Figure 4. Growth curve of HTLV T-lymphocyte immortalization assay

Human PBMCs were isolated by Ficoll/Paque and cocultivated with irradiated (10 000 rad) 729 stable cell lines (729wtHTLV-1, 729HTLVRex⁻) or 729 uninfected control cells as indicated. PBMCs (2 × 10⁶) were cocultured with irradiated donor cells (1 × 10⁶) in 24-well plates. Cells were fed once per week with RPMI 1640 supplemented to contain 20% FCS. Cell viability was determined by trypan blue exclusion staining at 0, 1, 2, 3, 4, 6, and 8 weeks after cocultivation. After 4 weeks, 10 U/mL IL-2 was provided in the culture medium. The mean and standard deviation of each time point were determined from 3 independent samples.

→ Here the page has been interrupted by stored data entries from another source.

PR #536, opened 2025-02-11
refactor: lesson plan rendering and scrolling

codeincontext:
## Description

- Overhaul rendering of lesson plan sections. Remove local calculation of state like isStreaming, etc
- Overhaul scrolling logic in lesson plan

## Issue(s)

Fixes #

## How to test

This one relates specifically to the right hand side panel:
- The sections show as loading, open, closed, as you'd expect
- It scrolls between sections at the right times
- Clicking on a section name from the dropdown should still scroll to that section


apps/nextjs/src/components/AppComponents/Chat/lesson-plan-section/index.tsx
```diff
@@ -0,0 +1,97 @@
...
+
+const FullWidthButton = styled.button`
+  width: 100%;
+`;
+
+const DropDownSectionWrapper = styled(OakBox)`
+  &:first-child {
+    border-top: 2px solid black;
+  }
+  scroll-margin-top: 180px;
```
codeincontext, line 96: This is key to the scrolling

apps/nextjs/src/components/AppComponents/Chat/chat-lessonPlanDisplay.tsx
```diff
@@ -104,6 +145,27 @@ export const LessonPlanDisplay = ({
...
+      sectionRefs.current[key] = ref;
+    },
+    [sectionRefs],
+  );
+
+  useSectionScrolling({
+    sectionRefs: sectionRefs.current,
+    documentContainerRef,
+    userHasCancelledAutoScroll,
+  });
```
codeincontext, line 167: I think this could move to its own logic with a store and a context at some point

JBR90 (approved):

mikeritson-oak (changes requested):
Tested across browser and three issues/questions:

1. **Rendering** - The rendering/output of the sections appears to have changed from what we have in production. We currently render the section/placeholder and then populate with content, then move to the next. In this version we are rendering the sections/placeholders all at the same time, then cycle through them populating with content. It doesn't actually look 'bad', just different from what we currently have. Is this expected?
2. **Safari** - None of the section links within the sections dropdown function in Safari, checked and passed in all other browsers.
3. **Lesson details** - In the sections dropdown, the first option for 'Lesson details' does not take the user anywhere (I assume this should be the top of the lesson/lesson title). This is currently the same in Production. If it can't be rectified with this work I can raise a separate ticket for it.

codeincontext:
> Tested across browser and three issues/questions:
> 
> 1. **Rendering** - The rendering/output of the sections appears to have changed from what we have in production. We currently render the section/placeholder and then populate with content, then move to the next. In this version we are rendering the sections/placeholders all at the same time, then cycle through them populating with content. It doesn't actually look 'bad', just different from what we currently have. Is this expected?
> 2. **Safari** - None of the section links within the sections dropdown function in Safari, checked and passed in all other browsers.
> 3. **Lesson details** - In the sections dropdown, the first option for 'Lesson details' does not take the user anywhere (I assume this should be the top of the lesson/lesson title). This is currently the same in Production. If it can't be rectified with this work I can raise a separate ticket for it.

Thanks for the detailed review

1. Confirmed in slack that this is the intended behaviour which is currently broken or disabled in production
2. Good spot. I've added a library to make it work in Safari
3. I'll have a look at this now. Thanks

JBR90:
Sections links working in Safari ✅
Lesson details takes you to lesson outcome, should this take the user to key stage /  title ? Checked on production and it seems to be broken there too.

There's a few issues with multiple imports with sonar cloud.

codeincontext:
> Sections links working in Safari ✅ Lesson details takes you to lesson outcome, should this take the user to key stage / title ? Checked on production and it seems to be broken there too.
> 
> There's a few issues with multiple imports with sonar cloud.

Thanks Joe. Have fixed these!

PR #541, opened 2025-02-13
refactor: move input field to chat store

codeincontext:
Just a small one to move the text input field to the chat store


apps/nextjs/src/components/AppComponents/Chat/chat-panel.tsx
```diff
@@ -24,7 +24,9 @@ function LockedPromptForm() {
 
 export function ChatPanel({ isDemoLocked }: Readonly<ChatPanelProps>) {
   const chat = useLessonChat();
-  const { id, messages, input, setInput } = chat;
+  const { id, messages } = chat;
```
JBR90, line 27: Why are we still using id and messages from chat here ?

codeincontext: That's addressed in a previous PR, #540

JBR90 (approved):

PR #542, opened 2025-02-13
refactor: removing lesson plan and tracking events from chatProvider

codeincontext:
## Description

- Moves onStreamFinished tracking into store from provider
- removed useTemporaryLessonPlanWithStreamingEdits(
- overrides lesson plan in store when toxic mod
- removes hashing in provider

## How to test
- streaming analytics should be working as there are in production
- tox moderation should work as before, it now clears lesson plan from state as well.

## Streaming data analytics notes
Lesson refinement - this is firing every time the user clicks continue even if there is no user text, does this count as a refinement?  
"The user alters or sways the Lesson Assistant's Lesson Plan output in some way" - Avo

Bug - a user could enter chat text and click `continue` rather than the text input button, the text would be cleared and not sent with tracking event

Bug - we are not sending tracking for toxic lesson 'lessonPlanTerminated`

Bug - we are not always sending the component with the tracking event, actions in the provider not always working

Might be worth fixing these by adding the analytics provider logic into a store, otherwise separate tickets.

## Checklist


apps/nextjs/src/lib/analytics/lessonPlanTrackingContext.tsx
```diff
@@ -50,10 +50,12 @@ const LessonPlanTrackingProvider: FC<LessonPlanTrackingProviderProps> = ({
   const onStreamFinished = useCallback(
     ({ prevLesson, nextLesson, messages }: OnStreamFinishedProps) => {
       const ailaMessageContent = getLastAssistantMessage(messages)?.content;
+
       if (!ailaMessageContent) {
         return;
       }
-      const isFirstMessage = messages.length === 2;
+      const isFirstMessage = messages.length === 3;
```
JBR90, line 57: Clicking through from /aila there is no assistant message so returns on line 54 
When user clicks continue there 3 messages.

apps/nextjs/src/components/ContextProviders/ChatProvider.tsx
```diff
@@ -192,8 +166,6 @@ export function ChatProvider({ id, children }: Readonly<ChatProviderProps>) {
         });
 
       setHasFinished(true);
-      shouldTrackStreamFinished.current = true;
-
       streamingFinished();
       messageFinished();
```
JBR90, line 170: Can we trigger this in handleChangedAilaStreamingStatus ?

apps/nextjs/src/stores/lessonPlanStore/stateActionFunctions/handleTrackingEvents.ts
```diff
@@ -0,0 +1,25 @@
...
+
+import type { LessonPlanStore } from "..";
+
+export const handleTrackingEvents = (
+  lessonPlanTracking: LessonPlanTrackingContextProps,
+  get: () => LessonPlanStore,
+) => {
+  const { chatActions } = get();
+
+  const messages = chatActions?.getMessages();
```
codeincontext, line 13: I think this is a hint that we should tweak our pattern here. Maybe we need something like `chatStore.getState().stableMessages` or `getChatStore().stableMessages` so that we can access the latest version of the store directly?

apps/nextjs/src/stores/moderationStore/actionFunctions/handleToxicModeration.tsx
```diff
@@ -9,9 +9,9 @@ export const handleToxicModeration = (
...
 ) => {
   set({ toxicModeration: mod });
-  const { chatActions } = get();
+  const { chatActions, lessonPlanActions } = get();
   invariant(chatActions, "Passed into store in provider");
+  invariant(lessonPlanActions, "Passed into store in provider");
   chatActions.setMessages([], false);
-
-  //  @TODO setOverrideLessonPlan({});
+  lessonPlanActions.resetStore();
```
codeincontext, line 16: I think we should decide on a pattern for actions between stores. Should the moderation store be telling the lesson plan store what to do (lessonPlanActions.resetStore), or should it tell the store the situation for it to react to (lessonPlanActions.handleToxicModeration)

apps/nextjs/src/components/ContextProviders/ChatProvider.tsx
codeincontext: We chatted about this and will implement a subscription between stores for ailaStreamingStatus in AI-830

apps/nextjs/src/stores/moderationStore/actionFunctions/handleToxicModeration.tsx
codeincontext: AI-830

codeincontext:
This was originally my PR and Joe took it over. you can't approve your own PR so I'll just approve here

**APPROVED**

PR #646, opened 2025-04-08
chore: hubspot id in posthog

tomwisecodes:
## Description
https://www.notion.so/oaknationalacademy/RFC-Attaching-Key-Analytics-Data-to-a-Hubspot-Contact-1c126cc4e1b1805dbd5cefa413420a00

- Adds user_id from hubspot to the user profile in posthob


apps/nextjs/src/lib/analytics/hubspot/HubspotClient.ts
```diff
@@ -18,6 +26,59 @@ const getQueue = (): HubspotEvent[] => {
...
+        hubspotContactId = window.hubspotUserData.contact_id;
+        console.log("Retrieved HubSpot contact_id:", hubspotContactId);
+        clearInterval(checkForHubspotData);
+      }
+    }, 500);
+
+    // Only check for 10 seconds max
+    setTimeout(() => clearInterval(checkForHubspotData), 10000);
+  }
+};
```
tomwisecodes, line 80: This block was generated by claude, keeping the comments in there as it explains the logic fairly well. 

Wasn't sure about this time out, however testing on a few browsers it did work better with rather than without.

Figure 5. T lymphocytes immortalized by HTLVRex⁻ contain the expected Rex⁻ mutation and express tax/rex mRNA

(A) HTLV-1 genome fragment containing the Rex start codon was amplified by PCR from high molecular weight DNA of wtHTLV-1 and HTLVRex⁻ immortalized cells. PCR-amplified product was incubated in the presence or absence of SphI, separated on 2% agarose gel, and visualized by ethidium bromide staining. (B) Detection of tax/rex mRNA in the wtHTLV-1 and HTLVRex⁻ immortalized PBMCs. Total RNA was prepared from fresh PBMCs, wtHTLV-1, and HTLVRex⁻ immortalized PBMCs. Approximately 0.3 µg RNA was subjected to a coupled 40-cycle RT-PCR in the presence (+) or absence (−) of reverse transcriptase (RT). Following RT-PCR, 25-cycle nested PCR was performed. PCR product was separated on 2% agarose gel and visualized by ethidium bromide staining.

Figure 6. Assessment of HTLV-1 infection in rabbits

Rabbits were inoculated with 1 × 10⁷ irradiated 729wtHTLV-1, 729HTLVRex⁻, or 729HTLVRex⁻ + Rex (Table 1). At weeks 1, 2, 3, 4, 6, 8 after inoculation, rabbit PBMCs and sera were isolated from blood. (A) p19 Gag expression in the supernatant of ex vivo–cultured rabbit PBMCs. PBMCs were cultured ex vivo for 2 weeks, and p19 Gag in the culture supernatant was detected by ELISA. Results are the average of 2 rabbits for each cell line, indicating that only PBMCs from 729wtHTLV-1–inoculated rabbits produce detectable p19 Gag. Error bars indicate standard deviations. (B) HTLV-1–specific serologic response. Sera from inoculated rabbits were tested for reactivity to specific HTLV-1 proteins by Western blot. A representative rabbit from each group as indicated is shown with reactive viral proteins labeled on the left. Results indicate that only 729wtHTLV-1–inoculated rabbits are seropositive. (C) Detection of HTLV-1–specific sequences in rabbits. Genomic DNA was isolated from rabbit PBMCs and subjected to PCR using HTLV-1–specific oligonucleotide primers. A representative result from one rabbit in each group is shown. Viral DNA integration was only detected in wtHTLV-1–inoculated rabbits.